◆ Task brief: Find the lines below that contain the string "merged". Copy each one.

◆ Supplied records:
PR #762, opened 2023-02-08
DOP-3499: concatenate associated children when merging node

seungpark:
the source of the bug for missing ToC was that we were not returning the merged children from each version as the merging was happening, and hence was just returning the last associated branch's ToC children.

screenshot below shows document with merged ToC nodes from different versions already existing in the DB:
image

(see document with ObjectId 63e3d944a3bbd4e497ecf964 in snooty_dev.metadata)


casthewiz (approved):
Makes sense - I totally overlooked this in the previous PR. Good catch!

◆ Answer space:
the source of the bug for missing ToC was that we were not returning the merged children from each version as the merging was happening, and hence was just returning the last associated branch's ToC children.
screenshot below shows document with merged ToC nodes from different versions already existing in the DB:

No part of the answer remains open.